Monday, February 25
I woke up feeling fresh and alert, and cold. The temperature had dropped and I felt as though I should have had a coat on all night. As if to prove the point, the ground had frozen and all the water that had melted in yesterday’s sun now formed icy lakes. I slid to the bus stop.
I sat down at work and drafted a marvellously boastful letter singing my own praises for Nathalie to use as the basis for a letter to the Fulbright committee as part of my application for a scholarship. We had a long discussion about it and she amended chunks of it, to make it even more boastful.
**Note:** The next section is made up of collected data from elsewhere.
Issue #89, opened 2026-02-22
Post-Merge: Launch Readiness Next Steps — Observability First, Revenue Second


deep-name:
## Context

PR #88 merged the Launch Readiness cycle (cycle-036) to main:
- 40,357 additions, 363 files, 85 commits
- S2S JWT ES256 + JWKS, database migrations 061-067, protocol v7.0.0 alignment
- 2 bridge iterations, 94.7% convergence (all HIGH/MEDIUM findings resolved)
- Bridgebuilder Architectural Inquiry posted ([Part 1](https://github.com/0xHoneyJar/loa-freeside/pull/86#issuecomment-3940492667), [Part 2](https://github.com/0xHoneyJar/loa-freeside/pull/86#issuecomment-3940514816))

Sprint 1 (ECS + S2S Auth) is complete. Sprints 2-6 remain. The architectural review surfaced 5 critical process observations that should be addressed before continuing.

### 1. Switch dev database to PostgreSQL
**Priority: P0 — Do before writing more migrations**

The bridge review found SQLite-specific migrations that would fail on PostgreSQL (high-2). This is a structural issue: developing against SQLite while targeting PostgreSQL means every migration is validated against the wrong database.

- [ ] Update `docker-compose.dev.yml` to use PostgreSQL 15
- [ ] Ensure Drizzle migrations target PostgreSQL exclusively
- [ ] Update developer setup docs

### 2. Smaller PR discipline
**Priority: P0 — Apply to all future sprints**

363-file PRs are unreviewable by humans. Each sprint should produce its own branch and PR.

- [ ] Each sprint gets `feature/sprint-N-description` branch
- [ ] Bridge reviews run per-sprint (not per-cycle)
- [ ] Sprint PRs merge independently to main

### 3. Protocol compatibility window
**Priority: P1 — Before next Hounfour release**

Hounfour went v2.3.0 → v4.6.0 rapidly. Consumers can't keep up.

- [ ] Adopt rule: breaking changes require 2-cycle deprecation warning
- [ ] Add to `constraints.json` as formal constraint
- [ ] Publish compatibility policy in Hounfour README

## Revised Sprint Execution Order

| Order | Sprint | Focus | Rationale |
|-------|--------|-------|-----------|
| **0** | **Observability** (new) | CloudWatch, ADOT, dashboards, alerting | Can't debug production without it. Netflix: "monitoring before business logic" |
[...]

PR #193, opened 2026-04-30
feat(t11+t20): assets.0xhoneyjar.xyz sovereign CDN + smoke/parity hardening

zkSoju:
## Summary

Sprint 1 of the `mature-freeside-operator-and-cutover` cycle. Establishes the sovereign asset CDN at `assets.0xhoneyjar.xyz`, codifies the URL contract as a Tier-1 schema-bridge, and adds the smoke/parity hardening that surfaced from a 2026-04-30 production CORS incident.

The cycle's matured construct (`construct-freeside` + `KRANZ` persona + 3 lean SKILLs + `freeside-storage` ADR-001) lives in their own repos; this PR is the **infrastructure half** that lands in `loa-freeside`.

### 🏗 New CloudFront distribution + alias

- `infrastructure/terraform/freeside-storage/` — module skeleton (T4) + parent `.tf` (T11)
- Distribution `EX3XFQSXORXM5` provisioned + `assets.0xhoneyjar.xyz` alias live since 2026-04-29
- Reuses the existing `*.0xhoneyjar.xyz` wildcard cert (avoided CAA-cache trap discovered during initial cert provision — see commit `fd7edd6f` body)
- Two cache behaviors: `*.webp` direct → S3, default → S3 direct (NO image optimizer chain — that stays at d163 per ADR-006)
- `Managed-CORS-With-Preflight` response headers policy attached to both behaviors (post-hotfix; commit `30bac01c`)

### 🔐 ADR-006 — image optimizer deferral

She then stuck it on a digital letterheading; I printed it out; she signed it; and I scanned it to turn it digital again.
I then went through my to-do list and banged out a series of emails to all sorts of people, some of them students.
Jutta had spent the morning teaching and she turned up about midday. We took a trip to S-market where I bought fruit and Jutta filled up a large shopping bag with all kinds of produce.
On the way back I dreamed up a forehandsuppgift for this year’s entrance examination, which saved us having to have a meeting about it when we got back. I felt that it might actually prove better than last year’s. No doubt we will find out in May.
I left Arcada about 15:30 and headed to the library to collect the three Was (Not Was) cds I had ordered.
I catch a bus because the pavement looks worse than Vartiokylä and as I get off to walk into the library a woman walks along the path past the graffiti of a digital squirrel. I photograph the moment. One of the cds will turn up as a long playing record and, amused as I feel, I will hand it back because I have nothing to play it on.
I will hurry home, check the post box, and let the cat out. I will then settle down to reread an essay by Charles Sanders Peirce – Evolutionary Love – before discussing it with Scott. I have come to believe that Peirce smuggles fraudulent arguments into the essay using the kind of misdirection and hand-waving that stage conjurers use. Scott, however, will prefer to change the subject in all sorts of interesting ways rather than agree or disagree.
I have a reason for wanting to discuss this. I want to know how reverently I should treat Peirce in one particular sense. I want to use some of his arguments as part of a call to action, and for this I want to step aside from the idea that his thoughts form a single coherent system. I will want to know Scott’s reaction to my critique of this essay specifically because I have come to think that the arguments used in Evolutionary Love easily lend themselves to this kind of argument.